# [Collected data]
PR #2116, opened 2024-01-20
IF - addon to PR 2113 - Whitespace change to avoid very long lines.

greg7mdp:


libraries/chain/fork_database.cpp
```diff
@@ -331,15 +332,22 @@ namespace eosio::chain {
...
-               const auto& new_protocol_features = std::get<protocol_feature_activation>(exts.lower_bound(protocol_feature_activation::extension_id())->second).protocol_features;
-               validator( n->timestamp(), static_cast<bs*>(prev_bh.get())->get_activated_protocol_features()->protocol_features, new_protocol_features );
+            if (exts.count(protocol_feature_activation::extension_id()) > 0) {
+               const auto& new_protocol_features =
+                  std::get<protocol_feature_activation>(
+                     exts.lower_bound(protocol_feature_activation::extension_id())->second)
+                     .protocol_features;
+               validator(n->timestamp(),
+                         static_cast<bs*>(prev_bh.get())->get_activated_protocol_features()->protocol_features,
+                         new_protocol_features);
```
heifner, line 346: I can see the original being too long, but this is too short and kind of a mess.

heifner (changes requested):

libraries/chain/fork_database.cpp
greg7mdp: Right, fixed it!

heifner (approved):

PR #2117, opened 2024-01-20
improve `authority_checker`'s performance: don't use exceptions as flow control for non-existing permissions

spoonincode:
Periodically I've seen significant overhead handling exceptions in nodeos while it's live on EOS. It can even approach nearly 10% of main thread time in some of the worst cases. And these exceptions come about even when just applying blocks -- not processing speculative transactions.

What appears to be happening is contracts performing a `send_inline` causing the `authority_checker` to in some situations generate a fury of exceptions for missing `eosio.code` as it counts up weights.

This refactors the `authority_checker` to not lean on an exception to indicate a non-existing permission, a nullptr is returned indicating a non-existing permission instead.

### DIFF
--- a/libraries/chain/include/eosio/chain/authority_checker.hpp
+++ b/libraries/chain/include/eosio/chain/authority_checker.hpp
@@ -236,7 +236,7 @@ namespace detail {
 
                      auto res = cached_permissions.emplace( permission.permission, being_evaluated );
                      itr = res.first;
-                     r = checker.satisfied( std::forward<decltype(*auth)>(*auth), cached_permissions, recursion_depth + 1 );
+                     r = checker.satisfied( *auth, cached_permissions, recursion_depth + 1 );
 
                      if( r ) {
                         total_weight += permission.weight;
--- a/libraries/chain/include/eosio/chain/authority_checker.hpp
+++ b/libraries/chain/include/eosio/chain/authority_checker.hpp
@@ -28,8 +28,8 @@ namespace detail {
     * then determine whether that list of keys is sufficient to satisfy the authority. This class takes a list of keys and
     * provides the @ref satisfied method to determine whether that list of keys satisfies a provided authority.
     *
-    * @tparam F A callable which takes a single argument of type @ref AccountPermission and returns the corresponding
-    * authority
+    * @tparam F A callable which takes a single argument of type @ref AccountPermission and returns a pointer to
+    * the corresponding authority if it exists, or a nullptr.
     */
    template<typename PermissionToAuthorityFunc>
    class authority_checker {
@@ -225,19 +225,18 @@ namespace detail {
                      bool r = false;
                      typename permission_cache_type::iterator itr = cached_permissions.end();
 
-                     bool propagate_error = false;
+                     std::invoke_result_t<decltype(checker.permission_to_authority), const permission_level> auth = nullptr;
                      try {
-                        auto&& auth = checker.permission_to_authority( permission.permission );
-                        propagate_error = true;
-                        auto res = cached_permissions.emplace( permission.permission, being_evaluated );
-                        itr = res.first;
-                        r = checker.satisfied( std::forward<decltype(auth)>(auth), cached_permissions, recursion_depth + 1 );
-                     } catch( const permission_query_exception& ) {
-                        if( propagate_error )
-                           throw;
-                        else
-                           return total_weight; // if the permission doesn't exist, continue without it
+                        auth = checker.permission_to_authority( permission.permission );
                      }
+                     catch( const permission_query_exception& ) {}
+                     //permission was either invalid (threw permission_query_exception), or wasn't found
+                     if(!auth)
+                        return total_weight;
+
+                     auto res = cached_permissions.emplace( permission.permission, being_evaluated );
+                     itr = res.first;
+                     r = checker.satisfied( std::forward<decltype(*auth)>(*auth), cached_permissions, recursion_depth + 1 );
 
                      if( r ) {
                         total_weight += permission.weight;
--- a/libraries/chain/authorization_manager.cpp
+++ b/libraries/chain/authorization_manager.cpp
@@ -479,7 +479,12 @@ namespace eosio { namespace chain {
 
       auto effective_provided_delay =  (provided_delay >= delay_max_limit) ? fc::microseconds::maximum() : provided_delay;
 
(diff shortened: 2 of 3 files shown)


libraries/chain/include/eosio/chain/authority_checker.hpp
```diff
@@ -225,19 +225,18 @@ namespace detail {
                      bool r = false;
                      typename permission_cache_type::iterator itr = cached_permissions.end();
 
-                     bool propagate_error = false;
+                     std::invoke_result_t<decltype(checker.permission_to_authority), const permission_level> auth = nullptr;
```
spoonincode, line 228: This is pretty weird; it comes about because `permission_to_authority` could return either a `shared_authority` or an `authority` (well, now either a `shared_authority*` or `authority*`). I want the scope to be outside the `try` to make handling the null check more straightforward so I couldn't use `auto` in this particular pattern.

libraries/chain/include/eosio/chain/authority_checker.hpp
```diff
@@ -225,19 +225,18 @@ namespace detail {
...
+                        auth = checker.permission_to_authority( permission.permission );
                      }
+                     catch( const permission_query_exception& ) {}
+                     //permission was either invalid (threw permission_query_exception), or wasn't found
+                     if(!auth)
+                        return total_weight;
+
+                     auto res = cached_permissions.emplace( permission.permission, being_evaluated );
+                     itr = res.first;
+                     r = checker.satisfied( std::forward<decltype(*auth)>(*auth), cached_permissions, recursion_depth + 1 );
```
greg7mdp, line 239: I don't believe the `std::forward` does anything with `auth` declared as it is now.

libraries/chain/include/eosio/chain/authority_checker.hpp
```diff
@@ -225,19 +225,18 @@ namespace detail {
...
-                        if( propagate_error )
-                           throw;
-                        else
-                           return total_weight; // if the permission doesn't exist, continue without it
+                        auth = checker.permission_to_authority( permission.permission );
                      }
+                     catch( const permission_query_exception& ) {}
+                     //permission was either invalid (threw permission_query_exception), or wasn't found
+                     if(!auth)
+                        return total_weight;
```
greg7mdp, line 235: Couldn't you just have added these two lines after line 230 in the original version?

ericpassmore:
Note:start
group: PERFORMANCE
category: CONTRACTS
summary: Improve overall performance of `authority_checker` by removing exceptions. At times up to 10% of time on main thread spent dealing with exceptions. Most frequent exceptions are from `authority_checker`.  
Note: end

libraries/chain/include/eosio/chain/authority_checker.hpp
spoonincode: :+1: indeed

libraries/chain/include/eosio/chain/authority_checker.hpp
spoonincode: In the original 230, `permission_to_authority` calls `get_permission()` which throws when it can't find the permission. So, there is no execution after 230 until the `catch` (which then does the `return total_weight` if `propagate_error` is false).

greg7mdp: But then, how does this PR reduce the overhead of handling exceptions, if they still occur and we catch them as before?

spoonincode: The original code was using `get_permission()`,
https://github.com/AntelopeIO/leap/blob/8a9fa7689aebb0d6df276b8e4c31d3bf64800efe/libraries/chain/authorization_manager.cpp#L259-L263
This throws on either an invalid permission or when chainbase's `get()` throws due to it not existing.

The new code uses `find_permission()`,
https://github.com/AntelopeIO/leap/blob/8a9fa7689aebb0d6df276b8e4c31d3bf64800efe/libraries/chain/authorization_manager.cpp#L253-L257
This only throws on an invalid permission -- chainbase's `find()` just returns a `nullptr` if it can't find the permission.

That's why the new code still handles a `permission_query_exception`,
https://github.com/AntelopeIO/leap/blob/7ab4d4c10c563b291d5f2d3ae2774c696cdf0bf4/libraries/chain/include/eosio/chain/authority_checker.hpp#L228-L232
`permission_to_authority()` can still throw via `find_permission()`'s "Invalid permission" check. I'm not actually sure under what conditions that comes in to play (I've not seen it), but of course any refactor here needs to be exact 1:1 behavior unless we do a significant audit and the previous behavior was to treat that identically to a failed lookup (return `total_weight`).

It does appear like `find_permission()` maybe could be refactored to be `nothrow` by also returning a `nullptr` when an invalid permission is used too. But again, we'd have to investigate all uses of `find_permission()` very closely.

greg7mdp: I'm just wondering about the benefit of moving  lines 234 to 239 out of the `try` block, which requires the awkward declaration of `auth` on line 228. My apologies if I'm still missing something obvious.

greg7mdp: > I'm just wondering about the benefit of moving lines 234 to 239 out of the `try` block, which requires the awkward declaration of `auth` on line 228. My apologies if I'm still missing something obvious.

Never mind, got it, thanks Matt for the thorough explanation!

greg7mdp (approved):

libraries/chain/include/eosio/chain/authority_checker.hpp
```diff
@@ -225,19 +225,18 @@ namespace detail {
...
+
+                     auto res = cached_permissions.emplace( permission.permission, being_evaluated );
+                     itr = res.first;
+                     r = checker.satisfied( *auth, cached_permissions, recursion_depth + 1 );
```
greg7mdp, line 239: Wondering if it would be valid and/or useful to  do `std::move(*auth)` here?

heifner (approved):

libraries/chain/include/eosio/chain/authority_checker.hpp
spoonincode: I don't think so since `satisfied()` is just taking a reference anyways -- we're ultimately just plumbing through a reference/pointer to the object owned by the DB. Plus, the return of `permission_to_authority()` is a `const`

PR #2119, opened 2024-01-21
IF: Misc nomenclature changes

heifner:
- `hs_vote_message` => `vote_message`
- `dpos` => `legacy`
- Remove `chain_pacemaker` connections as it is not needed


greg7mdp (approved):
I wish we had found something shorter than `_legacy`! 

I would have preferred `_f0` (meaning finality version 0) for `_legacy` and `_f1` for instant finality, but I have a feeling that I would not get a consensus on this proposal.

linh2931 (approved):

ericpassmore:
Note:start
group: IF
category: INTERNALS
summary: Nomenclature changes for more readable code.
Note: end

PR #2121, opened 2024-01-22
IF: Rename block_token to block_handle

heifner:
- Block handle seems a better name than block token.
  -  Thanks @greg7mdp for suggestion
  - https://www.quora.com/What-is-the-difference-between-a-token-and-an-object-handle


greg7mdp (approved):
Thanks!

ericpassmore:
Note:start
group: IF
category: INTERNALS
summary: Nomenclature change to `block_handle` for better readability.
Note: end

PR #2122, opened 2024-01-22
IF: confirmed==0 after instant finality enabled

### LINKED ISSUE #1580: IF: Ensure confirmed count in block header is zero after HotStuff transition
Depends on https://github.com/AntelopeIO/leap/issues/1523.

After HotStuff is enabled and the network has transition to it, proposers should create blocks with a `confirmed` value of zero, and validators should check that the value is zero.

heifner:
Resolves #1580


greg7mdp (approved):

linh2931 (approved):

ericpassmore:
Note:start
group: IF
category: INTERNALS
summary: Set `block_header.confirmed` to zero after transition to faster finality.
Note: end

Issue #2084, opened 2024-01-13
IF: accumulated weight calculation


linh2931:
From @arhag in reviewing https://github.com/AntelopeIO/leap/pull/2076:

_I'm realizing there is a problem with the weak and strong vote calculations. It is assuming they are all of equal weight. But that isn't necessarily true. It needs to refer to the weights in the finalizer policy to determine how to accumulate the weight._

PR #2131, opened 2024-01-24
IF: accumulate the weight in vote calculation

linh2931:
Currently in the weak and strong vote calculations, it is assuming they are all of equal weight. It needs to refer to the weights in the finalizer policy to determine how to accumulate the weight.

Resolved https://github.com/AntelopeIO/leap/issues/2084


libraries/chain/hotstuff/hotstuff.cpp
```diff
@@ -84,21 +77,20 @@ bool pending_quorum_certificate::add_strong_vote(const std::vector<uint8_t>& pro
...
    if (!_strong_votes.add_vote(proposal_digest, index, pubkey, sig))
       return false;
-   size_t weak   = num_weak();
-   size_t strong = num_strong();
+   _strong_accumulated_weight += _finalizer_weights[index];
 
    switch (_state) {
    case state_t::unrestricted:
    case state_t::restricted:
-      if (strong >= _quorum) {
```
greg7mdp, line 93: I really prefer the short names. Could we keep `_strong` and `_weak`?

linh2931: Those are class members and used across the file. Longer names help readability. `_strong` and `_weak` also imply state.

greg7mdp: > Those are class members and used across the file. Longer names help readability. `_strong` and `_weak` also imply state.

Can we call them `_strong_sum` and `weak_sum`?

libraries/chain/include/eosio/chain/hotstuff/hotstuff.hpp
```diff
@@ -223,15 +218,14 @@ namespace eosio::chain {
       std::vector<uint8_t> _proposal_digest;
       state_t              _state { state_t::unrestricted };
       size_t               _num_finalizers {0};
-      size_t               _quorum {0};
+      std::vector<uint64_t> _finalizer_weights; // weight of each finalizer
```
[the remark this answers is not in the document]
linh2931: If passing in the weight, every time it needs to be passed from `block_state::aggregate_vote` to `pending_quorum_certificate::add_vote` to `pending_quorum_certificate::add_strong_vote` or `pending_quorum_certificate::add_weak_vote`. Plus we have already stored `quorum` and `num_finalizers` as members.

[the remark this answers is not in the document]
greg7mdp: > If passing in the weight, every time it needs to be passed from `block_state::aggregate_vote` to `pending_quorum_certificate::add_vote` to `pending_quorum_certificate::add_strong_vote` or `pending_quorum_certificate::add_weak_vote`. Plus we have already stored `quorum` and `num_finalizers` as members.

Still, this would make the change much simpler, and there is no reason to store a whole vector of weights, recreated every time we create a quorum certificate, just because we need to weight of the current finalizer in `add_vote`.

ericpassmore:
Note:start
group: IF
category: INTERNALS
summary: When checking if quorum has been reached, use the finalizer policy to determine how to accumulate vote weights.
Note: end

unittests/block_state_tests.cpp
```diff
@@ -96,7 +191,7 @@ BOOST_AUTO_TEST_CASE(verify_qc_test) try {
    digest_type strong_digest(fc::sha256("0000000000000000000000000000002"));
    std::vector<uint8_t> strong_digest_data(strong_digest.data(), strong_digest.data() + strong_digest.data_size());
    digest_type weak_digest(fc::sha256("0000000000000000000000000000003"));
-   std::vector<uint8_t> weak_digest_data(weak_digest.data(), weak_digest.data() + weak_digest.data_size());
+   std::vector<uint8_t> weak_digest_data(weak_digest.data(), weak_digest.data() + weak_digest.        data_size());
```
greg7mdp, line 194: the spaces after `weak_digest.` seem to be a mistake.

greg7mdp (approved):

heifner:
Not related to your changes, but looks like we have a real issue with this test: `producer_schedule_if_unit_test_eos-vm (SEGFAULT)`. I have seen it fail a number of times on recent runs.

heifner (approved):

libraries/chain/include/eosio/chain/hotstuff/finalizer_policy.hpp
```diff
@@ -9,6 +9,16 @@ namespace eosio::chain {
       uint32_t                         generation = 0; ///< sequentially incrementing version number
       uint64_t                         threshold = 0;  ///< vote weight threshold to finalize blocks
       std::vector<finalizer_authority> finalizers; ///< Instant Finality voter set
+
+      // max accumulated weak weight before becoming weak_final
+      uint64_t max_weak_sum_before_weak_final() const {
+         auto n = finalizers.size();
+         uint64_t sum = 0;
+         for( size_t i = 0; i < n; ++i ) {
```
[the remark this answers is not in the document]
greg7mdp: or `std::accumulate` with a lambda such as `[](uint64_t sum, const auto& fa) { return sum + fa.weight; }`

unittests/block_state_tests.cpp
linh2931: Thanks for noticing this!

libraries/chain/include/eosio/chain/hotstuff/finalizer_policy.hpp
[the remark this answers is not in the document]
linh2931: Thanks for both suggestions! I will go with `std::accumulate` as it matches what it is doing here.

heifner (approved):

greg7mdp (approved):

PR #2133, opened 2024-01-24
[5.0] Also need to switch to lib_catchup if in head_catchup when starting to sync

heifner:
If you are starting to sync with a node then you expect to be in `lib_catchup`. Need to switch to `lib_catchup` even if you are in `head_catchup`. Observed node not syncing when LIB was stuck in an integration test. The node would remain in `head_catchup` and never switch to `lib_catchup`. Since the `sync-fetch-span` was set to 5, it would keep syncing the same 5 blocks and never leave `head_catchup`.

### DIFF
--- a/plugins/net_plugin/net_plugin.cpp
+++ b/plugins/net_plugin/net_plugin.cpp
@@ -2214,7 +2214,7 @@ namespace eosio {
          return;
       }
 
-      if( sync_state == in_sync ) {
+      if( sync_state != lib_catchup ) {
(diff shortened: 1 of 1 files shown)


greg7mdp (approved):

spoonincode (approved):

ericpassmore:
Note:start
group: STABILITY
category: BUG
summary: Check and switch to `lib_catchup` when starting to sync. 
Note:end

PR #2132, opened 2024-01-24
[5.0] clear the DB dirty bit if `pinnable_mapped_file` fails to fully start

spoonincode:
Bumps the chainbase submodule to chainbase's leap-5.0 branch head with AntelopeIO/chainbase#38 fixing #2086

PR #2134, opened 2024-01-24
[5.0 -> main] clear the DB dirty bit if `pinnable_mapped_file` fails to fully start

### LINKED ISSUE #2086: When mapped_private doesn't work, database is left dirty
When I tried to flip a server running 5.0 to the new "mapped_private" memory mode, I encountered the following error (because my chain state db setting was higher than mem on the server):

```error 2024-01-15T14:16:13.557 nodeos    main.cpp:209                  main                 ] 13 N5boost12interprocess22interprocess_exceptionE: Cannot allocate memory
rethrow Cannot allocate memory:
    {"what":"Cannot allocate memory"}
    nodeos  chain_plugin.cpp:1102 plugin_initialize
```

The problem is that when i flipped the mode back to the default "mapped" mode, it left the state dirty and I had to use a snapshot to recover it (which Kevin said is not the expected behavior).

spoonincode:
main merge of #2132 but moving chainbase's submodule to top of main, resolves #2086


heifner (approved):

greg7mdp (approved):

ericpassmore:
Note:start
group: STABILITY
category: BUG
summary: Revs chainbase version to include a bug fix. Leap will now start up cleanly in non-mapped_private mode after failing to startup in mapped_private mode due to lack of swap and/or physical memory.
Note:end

# [Exercise objective]
Filter the entries and copy out every line with the word "benefit".

# [Response below]
greg7mdp: I'm just wondering about the benefit of moving  lines 234 to 239 out of the `try` block, which requires the awkward declaration of `auth` on line 228. My apologies if I'm still missing something obvious.
greg7mdp: > I'm just wondering about the benefit of moving lines 234 to 239 out of the `try` block, which requires the awkward declaration of `auth` on line 228. My apologies if I'm still missing something obvious.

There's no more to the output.